Assignment »
Could the data underneath be repeated exactly, in full?

Dataset entries »
----------
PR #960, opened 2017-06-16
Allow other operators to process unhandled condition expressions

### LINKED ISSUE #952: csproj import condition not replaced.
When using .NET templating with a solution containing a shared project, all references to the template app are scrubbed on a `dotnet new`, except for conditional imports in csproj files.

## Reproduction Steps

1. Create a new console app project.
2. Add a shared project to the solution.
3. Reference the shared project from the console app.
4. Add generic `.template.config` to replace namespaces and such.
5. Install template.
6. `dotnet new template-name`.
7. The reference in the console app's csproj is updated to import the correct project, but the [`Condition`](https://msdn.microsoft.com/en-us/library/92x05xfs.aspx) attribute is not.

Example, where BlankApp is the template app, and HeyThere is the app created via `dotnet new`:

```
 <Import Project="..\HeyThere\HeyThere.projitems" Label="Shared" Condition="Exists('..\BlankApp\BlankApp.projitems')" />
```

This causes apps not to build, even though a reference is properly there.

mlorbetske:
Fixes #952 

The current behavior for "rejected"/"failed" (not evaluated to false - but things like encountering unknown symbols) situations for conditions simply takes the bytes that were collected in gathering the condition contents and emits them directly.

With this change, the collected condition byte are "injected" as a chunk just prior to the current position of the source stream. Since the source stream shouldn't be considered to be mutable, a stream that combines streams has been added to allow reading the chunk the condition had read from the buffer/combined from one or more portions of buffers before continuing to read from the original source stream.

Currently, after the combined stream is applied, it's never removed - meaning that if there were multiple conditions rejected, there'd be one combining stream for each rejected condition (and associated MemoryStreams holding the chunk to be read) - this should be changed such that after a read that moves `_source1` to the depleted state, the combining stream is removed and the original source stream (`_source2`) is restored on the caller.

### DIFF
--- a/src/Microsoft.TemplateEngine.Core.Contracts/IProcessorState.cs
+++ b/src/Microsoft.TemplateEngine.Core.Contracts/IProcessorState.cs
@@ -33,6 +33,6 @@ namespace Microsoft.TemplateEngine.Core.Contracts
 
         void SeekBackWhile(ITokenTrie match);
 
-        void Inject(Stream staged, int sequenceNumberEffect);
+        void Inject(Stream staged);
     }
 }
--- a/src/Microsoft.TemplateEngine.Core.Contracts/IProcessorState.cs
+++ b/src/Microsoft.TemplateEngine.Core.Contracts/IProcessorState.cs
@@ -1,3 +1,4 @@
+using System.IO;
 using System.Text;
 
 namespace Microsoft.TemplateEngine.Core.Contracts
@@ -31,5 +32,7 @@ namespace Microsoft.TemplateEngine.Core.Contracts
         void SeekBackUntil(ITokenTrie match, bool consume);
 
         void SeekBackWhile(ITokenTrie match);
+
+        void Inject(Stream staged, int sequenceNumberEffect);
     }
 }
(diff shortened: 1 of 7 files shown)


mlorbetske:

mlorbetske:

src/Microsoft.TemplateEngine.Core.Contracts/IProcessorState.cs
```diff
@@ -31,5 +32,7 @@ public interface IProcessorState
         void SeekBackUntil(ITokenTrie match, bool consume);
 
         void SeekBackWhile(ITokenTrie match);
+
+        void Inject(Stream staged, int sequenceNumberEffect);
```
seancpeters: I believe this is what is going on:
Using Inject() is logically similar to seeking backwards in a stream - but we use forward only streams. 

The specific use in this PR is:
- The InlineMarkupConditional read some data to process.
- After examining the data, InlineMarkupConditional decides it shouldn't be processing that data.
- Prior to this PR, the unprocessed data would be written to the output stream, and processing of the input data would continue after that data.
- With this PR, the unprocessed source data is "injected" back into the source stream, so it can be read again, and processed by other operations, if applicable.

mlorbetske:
----------
Response area »
PR #960, opened 2017-06-16
Allow other operators to process unhandled condition expressions

### LINKED ISSUE #952: csproj import condition not replaced.
When using .NET templating with a solution containing a shared project, all references to the template app are scrubbed on a `dotnet new`, except for conditional imports in csproj files.

## Reproduction Steps

1. Create a new console app project.
2. Add a shared project to the solution.
3. Reference the shared project from the console app.
4. Add generic `.template.config` to replace namespaces and such.
5. Install template.
6. `dotnet new template-name`.
7. The reference in the console app's csproj is updated to import the correct project, but the [`Condition`](https://msdn.microsoft.com/en-us/library/92x05xfs.aspx) attribute is not.

Example, where BlankApp is the template app, and HeyThere is the app created via `dotnet new`:

```
 <Import Project="..\HeyThere\HeyThere.projitems" Label="Shared" Condition="Exists('..\BlankApp\BlankApp.projitems')" />
```

This causes apps not to build, even though a reference is properly there.

mlorbetske:
Fixes #952 

The current behavior for "rejected"/"failed" (not evaluated to false - but things like encountering unknown symbols) situations for conditions simply takes the bytes that were collected in gathering the condition contents and emits them directly.

With this change, the collected condition byte are "injected" as a chunk just prior to the current position of the source stream. Since the source stream shouldn't be considered to be mutable, a stream that combines streams has been added to allow reading the chunk the condition had read from the buffer/combined from one or more portions of buffers before continuing to read from the original source stream.

Currently, after the combined stream is applied, it's never removed - meaning that if there were multiple conditions rejected, there'd be one combining stream for each rejected condition (and associated MemoryStreams holding the chunk to be read) - this should be changed such that after a read that moves `_source1` to the depleted state, the combining stream is removed and the original source stream (`_source2`) is restored on the caller.

### DIFF
--- a/src/Microsoft.TemplateEngine.Core.Contracts/IProcessorState.cs
+++ b/src/Microsoft.TemplateEngine.Core.Contracts/IProcessorState.cs
@@ -33,6 +33,6 @@ namespace Microsoft.TemplateEngine.Core.Contracts
 
         void SeekBackWhile(ITokenTrie match);
 
-        void Inject(Stream staged, int sequenceNumberEffect);
+        void Inject(Stream staged);
     }
 }
--- a/src/Microsoft.TemplateEngine.Core.Contracts/IProcessorState.cs
+++ b/src/Microsoft.TemplateEngine.Core.Contracts/IProcessorState.cs
@@ -1,3 +1,4 @@
+using System.IO;
 using System.Text;
 
 namespace Microsoft.TemplateEngine.Core.Contracts
@@ -31,5 +32,7 @@ namespace Microsoft.TemplateEngine.Core.Contracts
         void SeekBackUntil(ITokenTrie match, bool consume);
 
         void SeekBackWhile(ITokenTrie match);
+
+        void Inject(Stream staged, int sequenceNumberEffect);
     }
 }
(diff shortened: 1 of 7 files shown)


mlorbetske:

mlorbetske:

src/Microsoft.TemplateEngine.Core.Contracts/IProcessorState.cs
```diff
@@ -31,5 +32,7 @@ public interface IProcessorState
         void SeekBackUntil(ITokenTrie match, bool consume);
 
         void SeekBackWhile(ITokenTrie match);
+
+        void Inject(Stream staged, int sequenceNumberEffect);
```
seancpeters: I believe this is what is going on:
Using Inject() is logically similar to seeking backwards in a stream - but we use forward only streams. 

The specific use in this PR is:
- The InlineMarkupConditional read some data to process.
- After examining the data, InlineMarkupConditional decides it shouldn't be processing that data.
- Prior to this PR, the unprocessed data would be written to the output stream, and processing of the input data would continue after that data.
- With this PR, the unprocessed source data is "injected" back into the source stream, so it can be read again, and processed by other operations, if applicable.

mlorbetske:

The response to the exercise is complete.